TASK INSTRUCTIONS
Check each line of the data for "cases" and select those that have it.

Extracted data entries
PR #1, opened 2019-10-11
Make ACK optional

ray-sh:
In some case, the client don't want to receive ACK message. So, It's better we could make ACK optional for server.

Run mix test passed
Finished in 0.2 seconds
6 doctests, 30 tests, 0 failures


bryanhunter:
Closing. Added support for no-ack in v0.4.0.

PR #7, opened 2020-10-01
Properly generating the Ack

Fritzelblitz:
To Let the Ack be generated correctly, no hardcoded ACK^O01


vikas15bhardwaj:
Thanks for this PR. We opened a new PR #12 to include this fix to avoid mix.lock file update issue. Closing this PR.

PR #11, opened 2021-10-11
Handle mllp end block edge cases

starbelly:
This commit resolves an issue where two edge cases were not handled:

1. A single byte is passed to the packet framer which is the last byte of a message (carriage return). When
not handling this we might simply tack is on to the buffer and continue accumulation resulting in a failure to
respond in a timely manor (i.e.,  the client is waiting on an ACK before it sends the next message).

2. Two bytes are passed and make up the mllp trailer. The effect of not handling this case is the same as above.


lib/mllp/packet_framer.ex
```diff
@@ -74,6 +76,66 @@ defmodule MLLP.PacketFramer do
...
+                  {:ok,
+                   %{
+                     state
+                     | receiver_buffer: state.receiver_buffer <> unquote(carriage_return),
+                       current_message_type: message_type_value
+                   }}
+              end
+            end
+
+            def handle_packet(
```
vikas15bhardwaj, line 115: wouldn't this case be handled by handle_packet(packet,...) function at line 139

starbelly: You are right, beautiful catch ❤️

vikas15bhardwaj (approved):
Excellent edge case found, thank you!

PR #13, opened 2021-11-10
Increase Version with CI on main merge

vikas15bhardwaj:
This PR adds bumping of version and tagging on PR merges as part of CI.
It uses a semantic versioning based on commit convention. To read more about it:

https://github.com/mathieudutour/github-tag-action
https://semver.org/


bump_version.exs
```diff
@@ -1,11 +1,61 @@
...
-  |> Version.parse!()
-  |> (fn ver -> "#{ver.major}.#{ver.minor}.#{ver.patch + 1}" end).()
-
-File.write("VERSION", new_version)
-IO.puts("Version bumped to #{new_version}")
+defmodule Git do
+  def latest_tag() do
+    "v" <> last_tag = execute(~w[tag])
+    |> String.split("\n")
+    |> List.last()
```
calvinb: I think this will give you the tag that is last alphabetically, not semantically. You know, `"10" < "9"` kind of stuff.

.github/workflows/main.yml
```diff
@@ -43,6 +43,7 @@ jobs:
         run: mix deps.get
       - name: compile
         run: | 
+          git fetch --tags
```
starbelly, line 37: Did you find this was needed here in order for the `release` job with that one action to work? Since _build and so forth is not restored in the release job, I'm not sure this is needed. Thoughts?

bump_version.exs
```diff
@@ -1,11 +1,61 @@
...
-new_version =
-  "VERSION"
-  |> File.read!()
-  |> String.trim()
-  |> Version.parse!()
-  |> (fn ver -> "#{ver.major}.#{ver.minor}.#{ver.patch + 1}" end).()
-
-File.write("VERSION", new_version)
-IO.puts("Version bumped to #{new_version}")
+defmodule Git do
```
starbelly, line 3: Two thoughts : 

1. Do you think this should be converted into a mix task? 

2. Have you  considered replacing the version number in  `mix.exs` vs having `get_latest_version()` in its stead? Rationale behind this approach would be you can check to see if the latest tag is `:gt` than the current version in thee mix file, and then bump if it is. Thoughts?

.github/workflows/main.yml
vikas15bhardwaj: Its needed to make sure at compile time `bump_version.exs` can get `git tags`. For git tag to work, we need this

bump_version.exs
starbelly:
```
git describe --tags --abbrev=0
```
^ that should always get you  the latest tag.

.github/workflows/main.yml
starbelly: In that case I think it makes sense to move this into the  `release` job, what do you think?

bump_version.exs
vikas15bhardwaj: humm! didn't realize that. I thought it always returns in order they were applied. alternatively I found this command
`git describe --tags $(git rev-list --tags --max-count=1)` or `git describe --tags --abbrev=0` to return latest tag. This is returning the last tag as we need it. What do you think?

bump_version.exs
vikas15bhardwaj: Didn't think about having it as mix task. If we replace version in `mix.exs` file, either it's a manual step or it will require commit from CI. Manual approach, I totally want to avoid as we always miss doing this. And committing from CI kind of feels weird but I am not oppose to it. It will require some more digging though.

.github/workflows/main.yml
vikas15bhardwaj: we still would need it in compilation so that we can set lib version correctly

bump_version.exs
calvinb: > git describe --tags --abbrev=0

Waterpark used to use that, but it would occasionally return the second-latest tag, so we went brute force and implemented our own sort.

bump_version.exs
calvinb: In Waterpark we used to have the version number in a file, but then when CI bumped the version, it needed to commit a new change, which would kick off a new build, and on into Loopsville.

starbelly: Derp! Bad train of thought on my part... yeah, in retrospect, I wouldn't  suggest it :) Please ignore 2. 

Edit: 

What I do suggest though is looking for the latest tag and comparing to see if the version should be bumped. Maybe my train of that isn't well on this one, but it seems like with  the current implementation the version  will  always be `patch_level + 1` vs having a current version. That said, I need to look over this again.  

Of course, something not taken into account currently is minor and major versions. 

I really like how this is done in say rebar and rebar3_hex where by the version number is only incremented when we publish to hex and interactively, but based on the latest git tag.

starbelly: Actually, the other thing I suggested results in the same problem... I guess that's where I started to go with the last sentence in the above comment. Rather, than creating tags in ci, prefer to do this as part of a publish operation. Basically, you can take what you got here and make a wrapper task around hex.publish. That is, if the end goal is around version numbers on hex. 

Maybe it's also I'm not used to incrementing the version (even via a tag) on every commit either,  so the idea is throwing me for a loop 🤔

vikas15bhardwaj: Github action step, I used, It uses commit message convention to upgrade version. See more details here https://github.com/mathieudutour/github-tag-action . We should be matching the same in lib version. Currently yes its only doing patch no increase but based on last commit message, we can update minor or major versions too

bump_version.exs
starbelly: @calvinb  yeah, FWIW, in rebar this is done in several steps, but that's for a very generic solution where by there's no control over tag schemes. I wonder how to replicate it getting the second tag vs the first?

vikas15bhardwaj:
Closing this PR, as we have for now do manual version increase. Will look into this more with hex package version etc.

SOLUTION FOR THIS PROBLEM
Handle mllp end block edge cases
This commit resolves an issue where two edge cases were not handled:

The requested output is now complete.